PR #2203, opened 2024-01-22
Add ID formatting to job cards to parse out insignificant decimal bits

### LINKED ISSUE #2137: [Job cards] Additional ".0" added to numeric LOI ID s
IDs are stored as numeric LOI properties in `terrabio` test project.
image

justinkimtang:
Fixes #2137  

This adds formatting to job cards so that IDs have insignificant decimals removed.

1) Upload a LOI with an id that can be represented as a float or a double
2) Go to the survey in the app with the given jobId

Before:
Screenshot 2024-01-22 at 2 23 35 PM
After:
Screenshot 2024-01-22 at 2 22 51 PM

@gino-m  PTAL?

### DIFF
--- a/ground/src/main/java/com/google/android/ground/ui/home/mapcontainer/cards/LoiCardUtil.kt
+++ b/ground/src/main/java/com/google/android/ground/ui/home/mapcontainer/cards/LoiCardUtil.kt
@@ -23,15 +23,17 @@ import com.google.android.ground.model.geometry.Point
 import com.google.android.ground.model.geometry.Polygon
 import com.google.android.ground.model.locationofinterest.LocationOfInterest
 import com.google.android.ground.util.isNotNullOrEmpty
+import kotlin.math.floor
 
 /** Helper class for creating user-visible text. */
 object LoiCardUtil {
 
   fun getDisplayLoiName(context: Context, loi: LocationOfInterest): String {
     val loiId =
-      if (loi.customId.isNotNullOrEmpty()) loi.customId else loi.properties?.get("id")?.toString()
+      if (loi.customId.isNotNullOrEmpty()) loi.customId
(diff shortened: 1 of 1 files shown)


shobhitagarwal1612 (commented):
Can we please add some unit tests as well?

ground/src/main/java/com/google/android/ground/ui/home/mapcontainer/cards/LoiCardUtil.kt
```diff
@@ -43,6 +45,23 @@ object LoiCardUtil {
...
+  /**
+   * Converts float/double IDs into ints if the decimal portion is 0; ignores all other id types.
+   * * ex. "1234.00" -> "1234",
+   * * "1234.01" -> "1234.01",
+   * * "abcdefg" -> "abcdefg",
+   */
+  private fun String.formatAsId(): String {
+    return when {
+      toDoubleOrNull() != null && toDouble() - floor(toDouble()) == 0.0 -> {
+        String.format("%.0f", toDouble())
```
gino-m, line 57: I don't think we need this; IDs will rarely, if ever, have decimals, and will rarely be numeric. I think we carried forward numeric IDs from GeoJSON in case users want them to also be numbers in the exported CSV. Please feel free to just convert to a string if the id is a number. Thanks!

gino-m (changes requested):
Thanks for the fix!

ground/src/main/java/com/google/android/ground/ui/home/mapcontainer/cards/LoiCardUtil.kt
justinkimtang: Going to drop this PR in that case! It sounds like the original issue was a one off with unexpected inputs.

PR #2205, opened 2024-01-23
[DRAFT WORK IN PROGRESS] Prototype of JSON schema codegen

gino-m:


gino-m:

FYI @jcqli Just closed two other similar draft PRs. We can restore this if/when we get back to them.

PR #2208, opened 2024-01-24
Fix regression when attempting to update camera position on survey activation

### LINKED ISSUE #2198: Map doesn't point to default bounds after activating survey
When activating the survey for the first time, the map should move to the default bounds which covers all LOIs. Instead it remains at 0,0 position.

shobhitagarwal1612:
Fixes #2198

Verified the change by opening the app locally and activating a survey.

@gino-m  PTAL?


gino-m (approved):
🏆

PR #2214, opened 2024-02-01
Job: Handle unknown tasks

scolsen:
This commit adds a specific exception type for the case in which a caller attempts to retrieve a task from a Job that does not contain a task with the designated ID.

Updates callsites to properly handle and log this exception (in all cases we just ignore the data).

Fixes #2179

PR #2218, opened 2024-02-02
Job: Return null on unknown tasks

### LINKED ISSUE #2216: [Code health] Revisit use of Exceptions and Nullable Types
There are a few places in the code base where we currently throw exceptions that we might be able to convert to nullable return values or Kotlin's `Result` type instead, for example, [in the SubmissionConverter](https://github.com/google/ground-android/blob/6ea86989fd8d9e2e366412a2c139b55306679de0/ground/src/main/java/com/google/android/ground/persistence/remote/firebase/schema/SubmissionConverter.kt#L87).

We should do a pass to see if there are any cases in which we're overusing exceptions, or not using exceptions for cases that really are exceptional.

See https://github.com/google/ground-android/pull/2214#discussion_r1475224703 for additional context.

scolsen:
Return null when attempting to retrieve unknown tasks from a Job (instead of throwing an exception). Updates callers accordingly.

NOTE: Depends on https://github.com/google/ground-android/pull/2214

Fixes #2216

### DIFF
--- a/ground/src/main/java/com/google/android/ground/model/job/Job.kt
+++ b/ground/src/main/java/com/google/android/ground/model/job/Job.kt
@@ -33,17 +33,13 @@ data class Job(
     UNKNOWN
   }
 
-  class TaskNotFoundException(taskId: String) : Throwable(message = "unknown task $taskId")
-
   val canDataCollectorsAddLois: Boolean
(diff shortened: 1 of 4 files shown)


scolsen:

PR #2220, opened 2024-02-03
Reduce "Collect data" tap target to button

### LINKED ISSUE #2112: Reduce "Collect data" tap target to button
It's currently too easy to accidentally enter the data collection flow. We should only start collecting data when the button is pressed.

shobhitagarwal1612:
Fixes #2112

@gino-m  PTAL?


gino-m (approved):
🔘 👍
··········
About this task> Write the entries out again in full, exactly as they appear above.

Your response>
PR #2203, opened 2024-01-22
Add ID formatting to job cards to parse out insignificant decimal bits

### LINKED ISSUE #2137: [Job cards] Additional ".0" added to numeric LOI ID s
IDs are stored as numeric LOI properties in `terrabio` test project.
image

justinkimtang:
Fixes #2137  

This adds formatting to job cards so that IDs have insignificant decimals removed.

1) Upload a LOI with an id that can be represented as a float or a double
2) Go to the survey in the app with the given jobId

Before:
Screenshot 2024-01-22 at 2 23 35 PM
After:
Screenshot 2024-01-22 at 2 22 51 PM

@gino-m  PTAL?

### DIFF
--- a/ground/src/main/java/com/google/android/ground/ui/home/mapcontainer/cards/LoiCardUtil.kt
+++ b/ground/src/main/java/com/google/android/ground/ui/home/mapcontainer/cards/LoiCardUtil.kt
@@ -23,15 +23,17 @@ import com.google.android.ground.model.geometry.Point
 import com.google.android.ground.model.geometry.Polygon
 import com.google.android.ground.model.locationofinterest.LocationOfInterest
 import com.google.android.ground.util.isNotNullOrEmpty
+import kotlin.math.floor
 
 /** Helper class for creating user-visible text. */
 object LoiCardUtil {
 
   fun getDisplayLoiName(context: Context, loi: LocationOfInterest): String {
     val loiId =
-      if (loi.customId.isNotNullOrEmpty()) loi.customId else loi.properties?.get("id")?.toString()
+      if (loi.customId.isNotNullOrEmpty()) loi.customId
(diff shortened: 1 of 1 files shown)


shobhitagarwal1612 (commented):
Can we please add some unit tests as well?

ground/src/main/java/com/google/android/ground/ui/home/mapcontainer/cards/LoiCardUtil.kt
```diff
@@ -43,6 +45,23 @@ object LoiCardUtil {
...
+  /**
+   * Converts float/double IDs into ints if the decimal portion is 0; ignores all other id types.
+   * * ex. "1234.00" -> "1234",
+   * * "1234.01" -> "1234.01",
+   * * "abcdefg" -> "abcdefg",
+   */
+  private fun String.formatAsId(): String {
+    return when {
+      toDoubleOrNull() != null && toDouble() - floor(toDouble()) == 0.0 -> {
+        String.format("%.0f", toDouble())
```
gino-m, line 57: I don't think we need this; IDs will rarely, if ever, have decimals, and will rarely be numeric. I think we carried forward numeric IDs from GeoJSON in case users want them to also be numbers in the exported CSV. Please feel free to just convert to a string if the id is a number. Thanks!

gino-m (changes requested):
Thanks for the fix!

ground/src/main/java/com/google/android/ground/ui/home/mapcontainer/cards/LoiCardUtil.kt
justinkimtang: Going to drop this PR in that case! It sounds like the original issue was a one off with unexpected inputs.

PR #2205, opened 2024-01-23
[DRAFT WORK IN PROGRESS] Prototype of JSON schema codegen

gino-m:


gino-m:

FYI @jcqli Just closed two other similar draft PRs. We can restore this if/when we get back to them.

PR #2208, opened 2024-01-24
Fix regression when attempting to update camera position on survey activation

### LINKED ISSUE #2198: Map doesn't point to default bounds after activating survey
When activating the survey for the first time, the map should move to the default bounds which covers all LOIs. Instead it remains at 0,0 position.

shobhitagarwal1612:
Fixes #2198

Verified the change by opening the app locally and activating a survey.

@gino-m  PTAL?


gino-m (approved):
🏆

PR #2214, opened 2024-02-01
Job: Handle unknown tasks

scolsen:
This commit adds a specific exception type for the case in which a caller attempts to retrieve a task from a Job that does not contain a task with the designated ID.

Updates callsites to properly handle and log this exception (in all cases we just ignore the data).

Fixes #2179

PR #2218, opened 2024-02-02
Job: Return null on unknown tasks

### LINKED ISSUE #2216: [Code health] Revisit use of Exceptions and Nullable Types
There are a few places in the code base where we currently throw exceptions that we might be able to convert to nullable return values or Kotlin's `Result` type instead, for example, [in the SubmissionConverter](https://github.com/google/ground-android/blob/6ea86989fd8d9e2e366412a2c139b55306679de0/ground/src/main/java/com/google/android/ground/persistence/remote/firebase/schema/SubmissionConverter.kt#L87).

We should do a pass to see if there are any cases in which we're overusing exceptions, or not using exceptions for cases that really are exceptional.

See https://github.com/google/ground-android/pull/2214#discussion_r1475224703 for additional context.

scolsen:
Return null when attempting to retrieve unknown tasks from a Job (instead of throwing an exception). Updates callers accordingly.

NOTE: Depends on https://github.com/google/ground-android/pull/2214

Fixes #2216

### DIFF
--- a/ground/src/main/java/com/google/android/ground/model/job/Job.kt
+++ b/ground/src/main/java/com/google/android/ground/model/job/Job.kt
@@ -33,17 +33,13 @@ data class Job(
     UNKNOWN
   }
 
-  class TaskNotFoundException(taskId: String) : Throwable(message = "unknown task $taskId")
-
   val canDataCollectorsAddLois: Boolean
(diff shortened: 1 of 4 files shown)


scolsen:

PR #2220, opened 2024-02-03
Reduce "Collect data" tap target to button

### LINKED ISSUE #2112: Reduce "Collect data" tap target to button
It's currently too easy to accidentally enter the data collection flow. We should only start collecting data when the button is pressed.

shobhitagarwal1612:
Fixes #2112

@gino-m  PTAL?


gino-m (approved):
🔘 👍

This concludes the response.